You are not going to disrupt the industry by providing a pdf for a cheap
price, you are going to be working twice as hard for half the pay. Right now
you may have 25 design templates ready to go, how many will you need next
month?

How many hours will that take?

Are those billable hours?

You are making the design choices easy. Concentrate on that.

Instead of looking through a huge binder of printed samples, the bride to be
can look at a website and get a design made simply, without the usual
headaches to the designer.

Hopefully the pdf you provide will be easy to preflight and prepress, because
a lot of your customers are going to end up taking it to a real printer after
they see the results they get at home. That can be an additional profit center
for you, if you are willing to charge what your time is worth for anything
other than what gets generated by the templates.

There are not huge profit margins in most printing, even though letterpress
commands high prices, the process is very labor intensive, and that wonderful
Crane Lettra paper is expensive.

Don't forget that part of the final price of an invitation set is how much of
a bridezilla the designer and printer had to deal with.

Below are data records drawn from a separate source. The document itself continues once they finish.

PR #4579, opened 2020-02-25
Update mcgill-en.csl - include render-legislation macro

gspanglett:
Initial checkin did not include render-legislation macro, now included.


rmzelle:
Thanks!

PR #4582, opened 2020-02-26
Update mercator-institut-fur-sprachforderung-und-deutsch-als-zweitspr…

ltwente:
...ache.csl

changed bibliography features: entry-spacing (0) and line-spacing (1) according to user requests.


rmzelle:
Thanks!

Finally, take a look at etsy, lot of wedding invitations there for cheap
prices.

Not to be self promoting, but I am in the printing industry, digital, offset,
and letterpress.

Good luck, I think you have the germ of a good idea, but you will have some
refining ahead of you.

------
maxklein
The biggest question is this: Have you actually done a calculation to see if
your market is big enough? Will you reach enough wedding people, particular
considering that people only wed once or twice in their lifetime?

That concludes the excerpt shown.